Sounds like a great idea. I am not a Facebooker, if someone wants to start it go for it.


----------



## justagirltv (Jun 3, 2014)

Ughh, I work in Alpharetta not far from Cumming. I wonder if I can donate a bag of food or some of Bentley's toys that he's not attached too. Whenever I go to the vet I bring a baggie of items that I bought and don't need or that didn't work out for Bentley. The vet makes calls at a shelter and brings the items there. 
I think the story has made national news. I saw the story on Facebook first posted by a friend in NY and Connecticut. 

Can someone please put this lady in a locked wire crate out in a field some place and just let her fend for herself?


----------



## Tanner's Mom (May 27, 2005)

justagirltv said:


> Ughh, I work in Alpharetta not far from Cumming. I wonder if I can donate a bag of food or some of Bentley's toys that he's not attached too. Whenever I go to the vet I bring a baggie of items that I bought and don't need or that didn't work out for Bentley. The vet makes calls at a shelter and brings the items there.
> I think the story has made national news. I saw the story on Facebook first posted by a friend in NY and Connecticut.
> 
> Can someone please put this lady in a locked wire crate out in a field some place and just let her fend for herself?


Great idea.


----------



## ladodd (Jan 8, 2012)

justagirltv said:


> Ughh, I work in Alpharetta not far from Cumming. I wonder if I can donate a bag of food or some of Bentley's toys that he's not attached too. Whenever I go to the vet I bring a baggie of items that I bought and don't need or that didn't work out for Bentley. The vet makes calls at a shelter and brings the items there.
> I think the story has made national news. I saw the story on Facebook first posted by a friend in NY and Connecticut.
> 
> Can someone please put this lady in a locked wire crate out in a field some place and just let her fend for herself?

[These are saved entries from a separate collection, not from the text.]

PR #172, opened 2021-03-18
write out unused population table entries unchanged

petrelharp:
Here's a draft of leaving alone all population table entries that we don't use, instead of zeroing them out, like we did before.

### DIFF
--- a/core/slim_sim.cpp
+++ b/core/slim_sim.cpp
@@ -6395,16 +6395,19 @@ void SLiMSim::FixAliveIndividuals(tsk_table_collection_t *p_tables)
 
 void SLiMSim::WritePopulationTable(tsk_table_collection_t *p_tables)
 {
-	// This overwrites whatever might be previously in the population table
-	tsk_population_table_clear(&p_tables->populations);
-	
-	// we will write out empty entries for all unused slots, up to largest_subpop_id_
-	// this is because tskit doesn't like unused slots; slot indices must correspond to subpop ids
-	slim_objectid_t last_subpop_id = -1; // population_.largest_subpop_id_;
-	
+	int ret;
+	tsk_id_t tsk_population_id;
+	tsk_population_table_t *population_table_copy;
+	population_table_copy = (tsk_population_table_t *)malloc(sizeof(tsk_population_table_t));
+	ret = tsk_population_table_copy(&p_tables->populations, population_table_copy, 0);
+	if (ret != 0) handle_error("WritePopulationTable tsk_population_table_copy()", ret);
+	ret = tsk_population_table_clear(&p_tables->populations);
+	if (ret != 0) handle_error("WritePopulationTable tsk_population_table_clear()", ret);
+
+	slim_objectid_t last_subpop_id = population_table_copy->num_rows - 1;
 	for (size_t j = 0; j < p_tables->nodes.num_rows; j++)
 		last_subpop_id = std::max(last_subpop_id, p_tables->nodes.population[j]);
-	
+
 	// write out an entry for each subpop
 	slim_objectid_t last_id_written = -1;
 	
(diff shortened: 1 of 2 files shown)


core/slim_sim.cpp
```diff
@@ -6381,16 +6381,10 @@ void SLiMSim::FixAliveIndividuals(tsk_table_collection_t *p_tables)
 
 void SLiMSim::WritePopulationTable(tsk_table_collection_t *p_tables)
 {
-	// This overwrites whatever might be previously in the population table
+    tsk_population_table_t population_table_copy;
```
bhaller, line 6384: tabs instead of spaces would make these diffs easier to read...

core/slim_sim.cpp
```diff
@@ -6402,8 +6396,14 @@ void SLiMSim::WritePopulationTable(tsk_table_collection_t *p_tables)
 		// first, write out empty entries for unused subpop ids before this one
 		while (last_id_written < subpop_id - 1)
 		{
-			tsk_id_t tsk_population = tsk_population_table_add_row(&p_tables->populations, (char *)&last_subpop_id, (uint32_t)0);	// the address is unused
-			if (tsk_population < 0) handle_error("tsk_population_table_add_row", tsk_population);
+            tsk_population_t tsk_population_object;
+            tsk_population_table_get_row(&population_table_copy, last_id_written, &tsk_population_object);
```
bhaller, line 6400: don't you need to check whether a row even exists at this index?

core/slim_sim.cpp
```diff
@@ -6435,20 +6435,23 @@ void SLiMSim::WritePopulationTable(tsk_table_collection_t *p_tables)
...
 	
 	// finally, write out empty entries for the rest of the table; empty entries are needed
 	// up to largest_subpop_id_ because there could be ancestral nodes that reference them
-	while (last_id_written < last_subpop_id)
+	while (last_id_written < (slim_objectid_t) population_table_copy.num_rows)
 	{
-		tsk_id_t tsk_population = tsk_population_table_add_row(&p_tables->populations, (char *)&last_subpop_id, (uint32_t)0);	// the address is unused
-		if (tsk_population < 0) handle_error("tsk_population_table_add_row", tsk_population);
+        tsk_population_t tsk_population_object;
+        tsk_population_table_get_row(&population_table_copy, last_id_written, &tsk_population_object);
```
bhaller, line 6451: ditto

bhaller (commented):
Here are some comments.  Please add an entry to the VERSIONS file for this change.  Thanks!

petrelharp:
Ok, I think this is good! With minimal testing so far, though.

bhaller:
> Ok, I think this is good! With minimal testing so far, though.

Looks like the compile is failing?  "‘tsk_population_id’ was not declared in this scope"

petrelharp:
Hm - it's got a point, but my compiler didn't complain? Well, fixed now, hopefully?

petrelharp:
Er, no, whoops...

petrelharp:
Ok, looks like I got it for reals this time.

core/slim_sim.cpp
```diff
@@ -6449,22 +6466,35 @@ void SLiMSim::WritePopulationTable(tsk_table_collection_t *p_tables)
...
+			if (tsk_population_id < 0) handle_error("tsk_population_table_add_row", tsk_population_id);
+		} else {
+			tsk_population_id = tsk_population_table_add_row(
+					&p_tables->populations,
+					NULL, 0);
+			if (tsk_population_id < 0) handle_error("tsk_population_table_add_row", tsk_population_id);
+		}
+		assert(tsk_population_id == last_id_written);
 	}
+	free(population_table_copy);
```
bhaller, line 6497: isn't there a tskit free-the-internals-of-this function we're supposed to call before free() here?

core/slim_sim.cpp
```diff
@@ -6416,9 +6419,23 @@ void SLiMSim::WritePopulationTable(tsk_table_collection_t *p_tables)
...
+				if (ret != 0) handle_error("WritePopulationTable tsk_population_table_get_row()", ret);
+				tsk_population_id = tsk_population_table_add_row(
+						&p_tables->populations,
+						tsk_population_object.metadata,
+						tsk_population_object.metadata_length);
+				if (tsk_population_id < 0) handle_error("tsk_population_table_add_row", tsk_population_id);
+			} else {
+				tsk_population_id = tsk_population_table_add_row(
+						&p_tables->populations,
+						NULL, 0);
```
bhaller, line 6435: just to check: the old code passed `(char *)&last_subpop_id` instead of NULL when adding new empty rows.  is the switch to NULL definitely OK?

bhaller:
Two final questions from code review above; once those are resolved (perhaps through inaction :->) I'll merge, let me know.

core/slim_sim.cpp
petrelharp: NULL is what we usually use in the tskit code so unless C++ is for some reason different, then yes?

petrelharp: See for instance here: https://github.com/tskit-dev/tskit/blob/f1fd80462ae1b0e211d651440b88c224b7cda393/c/tests/test_tables.c#L168

bhaller:
OK, merged, thanks!

petrelharp:
Good catch on the `free`!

Yes, the shelter is in desperate need of food, supplies. Their website is Cherokee County Animal Shelter, there is a wish list and/or a link to order via Amazon. I'm hoping to do some volunteer work with them soon.


----------



## Snowbody (Jan 3, 2009)

I heard something about this today. Maybe a change.org petition would help. Good way to reach thousands and we can all put link on FB.


----------



## michellerobison (Dec 17, 2009)

OMG did you see those sweet babies coming up and licking wanting held...
Precious babies!


----------



## maltese manica (Nov 6, 2012)

If you start a petition, I would love to sign it!


----------



## thelittlemaltipoo (Jul 27, 2014)

We should try to raise awareness and make sure that they don't get their puppies back just to cramp all the puppies and constantly breed them. Isn't Victoria Stillwell the dog trainer on ehow Youtube?


----------



## Fee (Oct 26, 2013)

So, so sad... My heart is breaking for those precious pups.


----------



## MalteseObsessed (Mar 7, 2010)

that is crazy...so encouraging to see Victoria Stillwell is involved!


----------